The Unknown Citizen

The Unknown Citizen is a satiric poem written by W. H. Auden in 1939, parodying the symbolic Tomb of the Unknown Soldier in dedication to the common memories of all soldiers killed in any war. Published the same year in The New Yorker, the poem is the epitaph of a man in a government controlled-state. The man is identified by this combination: JS/07 M 378.
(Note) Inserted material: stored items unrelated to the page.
PR #3965, opened 2025-07-19
ETP-1021 - pass 2

lucatume:
Ticket: [ETP-1021](https://stellarwp.atlassian.net/browse/ETP-1021)

This PR builds on the discover of #3944 and [Common PR](https://github.com/the-events-calendar/tribe-common/pull/2681) to leverage the KV-Cache for the Ticket model.

WIP

[ETP-1021]: https://stellarwp.atlassian.net/browse/ETP-1021?atlOrigin=eyJpIjoiNWRkNTljNzYxNjVmNDY3MDlhMDU5Y2ZhYzA5YTRkZjUiLCJwIjoiZ2l0aHViLWNvbS1KU1cifQ

### DIFF
--- a/src/Tribe/Events/Views/V2/Hooks.php
+++ b/src/Tribe/Events/Views/V2/Hooks.php
@@ -77,15 +77,15 @@ class Hooks extends \TEC\Common\Contracts\Service_Provider {
 	 *
 	 * @since 4.11.2
 	 *
-	 * @param array            $namespace_map Indexed array containing the namespace as the key and path to `strpos`.
-	 * @param string           $path          Path we will do the `strpos` to validate a given namespace.
-	 * @param Tribe__Template  $template      Current instance of the template class.
+	 * @param array           $namespace_map Indexed array containing the namespace as the key and path to `strpos`.
+	 * @param string          $path          Path we will do the `strpos` to validate a given namespace.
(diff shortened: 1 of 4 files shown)


src/Tribe/Events/Views/V2/Hooks.php
```diff
@@ -126,4 +127,22 @@ protected function add_filters() {
...
+	 * @param int $post_id The post ID. It could be any post type, not just events.
+	 *
+	 * @return void
+	 */
+	public function regenerate_post_kv_caches( $post_id ): void {
+		if ( ! is_int( $post_id ) ) {
+			return;
+		}
+
+		Tickets::regenerate_caches( $post_id );
```
dpanta94: Why not cast it to int and let the `regenerate_caches` handle it ?

lucatume: Defensive coding.
Most of the non-numeric strings, when cast to `int`, will return `0`.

In this poem, the citizen is considered like a saint, not because he searched for God but because he served the government perfectly. He did not get dismissed from his job. He was a member of the Union and paid all his dues to the union too. Here, W. H. Auden criticizes standardization and the modern state’s relationship’s with its citizens.


(To JS/07 M 378
This Marble Monument
Is Erected by the State)

He was found by the Bureau of Statistics to be
One against whom there was no official complaint,
And all the reports of his conduct agree
That, in the modern sense of the old-fashioned word, he was a saint,
For in everything he did he served the Greater Community.
Except for the war till the day he retired
He worked in a factory and never got fired,
But satisfied his employers, Fudge Motors Inc.
Yet he wasn’t a scab or odd in his views,
For his union reports that he paid his dues,
(Our report of his union shows it was sound)
And our Social Psychology workers found
That he was popular with his mates and liked a drink.
The Press are convinced that he bought a paper every day,
And that his reactions to advertisements were normal in every way.
Policies taken out in his name prove that he was fully insured,
And his Health-card shows that he was once in hospital but left it cured.
Both Producers Research and High–Grade Living declare
He was fully sensible to the advantages of the Installment Plan
And had everything necessary to the Modern Man,
A gramophone, a radio, a car and a frigidaire.
Our researchers into Public Opinion are content
That he held the proper opinions for the time of the year;
When there was peace he was for peace; when there was war he went.
He was married and added five children to the population,
which our Eugenist says was the right number for a parent of his generation,
And our teachers report he never interfered with their education.
Was he free? Was he happy? The question is absurd:
Had anything been wrong, we should certainly have heard.